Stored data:
************
PR #3258, opened 2026-07-28
Cut docs build time by ~70% (3.7x faster)

borland:
I was unhappy with how long it takes to build our docs site. I prompted claude with the following and let it run.

> I am unhappy with how long it takes to build the docs site. It is built using pnpm build; more details are in the README.md file.
We upgraded to astro 7 and I was expecting a bigger performance uplift. I suspect that some plugins or customisations we've made might be bottlenecking it and slowing things down. Additionally I notice when the build process runs it doesn't seem to use more than a single CPU core.
Can you help figure out what is affecting the build performance. If you can, try and put the repo in a vanilla astro state (no plugins/customisations) but still has a successful build; then binary search the plugin space and tell me where the time is going and what we could do to improve it. Also consider that I may be wrong and it may not be plugins, but I'd like to understand where the time is going

It investigated many things and made some meaningful changes. 

Numbers from GitHub actions:

In a previous PR, the "Astro build and test" phase took **9 minutes 22 seconds**
In this PR, the "Astro build and test" phase took **4 minutes 44 seconds**

While we don't see a 70% reduction there, note that it's including the tests as well, which weren't part of the optimization.

The rest of the PR description beyond this point is written by Claude; I asked it to summarize the changes it made, and provide evidence as to why this change was safe.

-----------------------

## Summary

`pnpm build` is now **~3.7x faster — about 73% less wall-clock time**, with byte-identical output.

Measured across six full builds on one machine (16-core macOS, Node 24): **190.9s → 51.8s** mean, a 3.53x–3.87x range run to run. Absolute numbers will differ on your hardware and in CI; the ratio is the portable figure. The phase that shrank is static route generation: **157s → 17.5s (~9x)**.

The cause was not plugins or Astro 7. ~78% of the build was three pieces of per-page code recomputing data that is identical for every page.

## Where the time went

Profiled a full build with `node --cpu-prof`. Of ~198s:

| Cost | Time | Share |
|---|---|---|
| `Navigation.autoMenu()` → `getChildren()` | **95.2s** | 48% |
| `getEligibleSlugs()` in `CopyMarkdown.astro` | **29.0s** | 15% |
| `Posts.all()` → disk cache `readFileSync` + `JSON.parse` | **22.9s** | 12% |
| markdown/MDX compile (micromark, remark, shiki) | 26.5s | 13% |
| vite/rolldown/esbuild bundling | 20.0s | 10% |
| copying the 609 MB `public/` dir | 5.2s | 3% |

Per-page render times were bimodal: 1,408 redirect pages at ~1ms, and 1,270 content pages at **~120ms each**. Everything above lives in that 120ms.

The three culprits:

1. **`astro-accelerator-utils` `Navigation.getChildren()`** is recursive and runs a full scan of all ~2,700 pages *at every node* — O(n²) per page, for a tree that is identical on every page. Called twice per page: from `Navigation.astro`, and from `ArticleJourney.astro` (which flattens the whole tree just to find prev/next links).
2. **`getEligibleSlugs()`** re-parses frontmatter for all 2,661 docs pages on every page render. Its comment said "No memoization… the walk is sub-second" — true per call, but it's called 1,270 times.
3. **`Posts.all()`** has no in-memory cache. It round-trips the entire page set through `.cache/v1_posts.all.json` (1.1 MB) — `readFileSync` + `JSON.parse` — on *every* call, 6–8 times per page. `Accelerator`'s getters also construct a brand-new `Posts`/`Cache`/`Navigation` on every property access, so memoization was impossible by design.

**It isn't the plugins.** Swapping `Default.astro` for a bare `<html><slot/></html>` while keeping every integration (mdx, the custom remark processor, shiki, `llm-md-emitter`) builds in 39.8s on the same machine — i.e. the plugin surface plus content compilation is ~77% of what the build now costs, and we're within ~12s of that floor. `llm-md-emitter` costs about 1s.

## What changed

- **`src/lib/accelerator.ts`** (new) — one shared `Accelerator` per process with memoized helpers and a memoized `posts.all()`. Returns a shallow copy per call because `Navigation.breadcrumbs()` splices the array it's given. Resolved lazily; see the gotcha below.
- **`src/lib/navigationTree.ts`** (new) — builds the nav tree once. `Navigation.astro` clones only the branch the reader is in (every other section renders collapsed anyway) and recomputes `isOpen`/`ariaCurrent` itself. `ArticleJourney.astro` indexes into a pre-flattened leaf list.
- **`mdxContent.ts`** — memoized `getEligibleSlugs()`.
- 43 files mechanically switched from `new Accelerator(SITE)` to the shared import.

All three memoizations are gated on `import.meta.env.PROD`, so `astro dev` keeps its current always-fresh behaviour — adding or renaming a page still updates the nav without a server restart.

## How to gain confidence this isn't breaking

This is a pure-performance change, so the bar is that the site is *identical*, not merely working. Three independent checks:

**1. Byte-for-byte output comparison — the main one.** I built `main` and this branch and compared every generated file:

```
main: 3953 files | branch: 3953 files | only-main: 0 | only-branch: 0
DIFFERING: 0
```

That covers all 2,697 HTML pages plus the 1,252 emitted per-page `.md` files, `llms.txt`, `llms-full.txt`, `sitemap.xml` and `search.json`. The only normalisation applied was the footer's `data-shared-note="fetched … at <timestamp>"` attribute, which already differs between any two builds of `main` because the footer is fetched live at build time.

To reproduce:

```bash
git checkout main && rm -rf .cache && pnpm build && cp -r dist /tmp/out-main
git checkout perf/build-investigation && rm -rf .cache && pnpm build
diff -rq /tmp/out-main dist   # only the footer timestamp should differ
```

**2. Playwright suite: 90/90 passing**, including `redirect.spec.ts` which checks all **1,389 redirects**, and `llm-endpoints.spec.ts` which independently verifies that the emitted `.md` set, the `CopyMarkdown` dropdown and the `llms.txt` slug set all still agree — that's a direct check on the `getEligibleSlugs()` memoization.

**3. Reasoning about the risky bits.** The two places where shared state could realistically leak between pages:

- `posts.all()` now returns a snapshot. `Navigation.breadcrumbs()` **splices the array it receives**, which is why `all()` hands out `.slice()` rather than the array itself. Copying 2,700 references is microseconds; parsing 1.1 MB of JSON is ~18ms.
- The nav template is shared read-only. `Navigation.astro` spreads each top-level node and `structuredClone`s only the expanded branch before touching any flags; `journeyOrder()` clones before flattening, because flattening sorts each level in place.

If you want more assurance than the byte diff, the highest-value manual spot-check is the left-hand nav on a deep page (correct section expanded, correct item highlighted, others collapsed to their section label) and the prev/next links at the bottom of an article — those are the two components whose logic actually changed.

## Notes for review

- **A gotcha worth knowing.** My first attempt resolved `posts.all()` at module-init time and broke the build: `Posts.all()` runs an eager `import.meta.glob` over every page, so forcing it during module init pulls page modules in before their own imports have initialised, yielding `undefined` entries. Worse, those got written to `.cache/v1_posts.all.json`, and the *next* build read them back as `null` and failed in an unrelated file. It's resolved lazily now, but it shows `.cache/` can poison a subsequent build.
- **`.cache/` is arguably dead weight now.** It persists between builds with a 200-second TTL (`cacheMaxAge` in `src/config.ts`), which also means any build slower than 200s expired its own cache mid-flight and rewrote it. With `posts.all()` memoized in-process it no longer does anything useful for the build. Removing it would be a reasonable follow-up, but it's out of scope here.
- **On the single-core observation.** Astro's `build.concurrency` defaults to `1`, but raising it barely helps: at `concurrency: 8` I measured 50.1s vs 50.7s and still only ~117% CPU. Page rendering is synchronous single-threaded JS, so concurrency only overlaps the async parts. Output was identical, so it's safe if you want the ~3s, but I left it out to keep this diff focused.
- **Remaining profile is flat** — markdown compile 23.4s, bundling 17.6s, asset copy 4.2s. No hotspot left worth chasing. The next-largest lever would be the 609 MB `public/` directory.

### DIFF
--- a/src/components/ArticleHeader.astro
+++ b/src/components/ArticleHeader.astro
@@ -1,10 +1,9 @@
 ---
-import { Accelerator } from 'astro-accelerator-utils';
+import { accelerator } from '@lib/accelerator';
 import type { Frontmatter } from 'astro-accelerator-utils/types/Frontmatter';
 import { SITE } from '@config';
 import { Lang } from '@util/Languages';
 
-const accelerator = new Accelerator(SITE);
 const stats = new accelerator.statistics('components/ArticleHeader.astro');
 stats.start();
 
--- a/src/components/ArticleJourney.astro
+++ b/src/components/ArticleJourney.astro
@@ -1,11 +1,10 @@
 ---
-import { Accelerator } from 'astro-accelerator-utils';
+import { accelerator } from '@lib/accelerator';
 import type { Frontmatter } from 'astro-accelerator-utils/types/Frontmatter';
 import type { NavPage } from 'astro-accelerator-utils/types/NavPage';
-import { SITE } from '@config';
 import { Lang } from '@util/Languages';
+import { journeyOrder } from '@lib/navigationTree';
 
-const accelerator = new Accelerator(SITE);
 const stats = new accelerator.statistics('components/ArticleJourney.astro');
 stats.start();
 
@@ -21,25 +20,12 @@ const { lang, frontmatter, headings } = Astro.props satisfies Props;
 const _ = Lang(lang);
 
 // Logic
-const articles: NavPage[] = [];
-
-function flatten(pageTree: NavPage[]) {
-  pageTree.sort((a, b) => a.order - b.order);
-  pageTree.forEach((page) => {
-    if (page.children.length == 0) {
-      articles.push(page);
-    } else {
-      flatten(page.children);
-    }
-  });
-}
-
 const currentUrl = new URL(Astro.request.url);
-const pages = accelerator.navigation.autoMenu(SITE.subfolder);
-accelerator.navigation.setCurrentPage(pages, currentUrl);
-flatten(pages);
+const articles = journeyOrder();
 
-const current = articles.findIndex((p) => p.ariaCurrent);
+// Was: setCurrentPage() over a freshly rebuilt tree, then findIndex on the
+// ariaCurrent flag it set. Same predicate, no rebuild.
+const current = articles.findIndex((p) => p.url === currentUrl.pathname);
 
 const previous = articles[current - 1] || null;
 const next = articles[current + 1] || null;
--- a/src/components/ArticleNav.astro
+++ b/src/components/ArticleNav.astro
@@ -1,10 +1,9 @@
 ---
+import { accelerator } from '@lib/accelerator';
 import { SITE } from '@config';
 import { Translations, Lang } from '@util/Languages';
-import { Accelerator } from 'astro-accelerator-utils';
 import Separator from './Separator.astro';
 
-const accelerator = new Accelerator(SITE);
 const stats = new accelerator.statistics('octopus/components/ArticleNav.astro');
 stats.start();
 
--- a/src/components/EditOnGithub.astro
+++ b/src/components/EditOnGithub.astro
@@ -1,10 +1,9 @@
 ---
-import { Accelerator } from 'astro-accelerator-utils';
+import { accelerator } from '@lib/accelerator';
 import type { Frontmatter } from 'astro-accelerator-utils/types/Frontmatter';
 import { SITE } from '@config';
 import { Lang, Translations } from '@util/Languages';
 
-const accelerator = new Accelerator(SITE);
 const stats = new accelerator.statistics(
************
Each line from the top of the data, up to and including the line that contains "We upgraded to", should be set down exactly.

## [RESULT FOR THIS TASK]
PR #3258, opened 2026-07-28
Cut docs build time by ~70% (3.7x faster)

borland:
I was unhappy with how long it takes to build our docs site. I prompted claude with the following and let it run.

> I am unhappy with how long it takes to build the docs site. It is built using pnpm build; more details are in the README.md file.
We upgraded to astro 7 and I was expecting a bigger performance uplift. I suspect that some plugins or customisations we've made might be bottlenecking it and slowing things down. Additionally I notice when the build process runs it doesn't seem to use more than a single CPU core.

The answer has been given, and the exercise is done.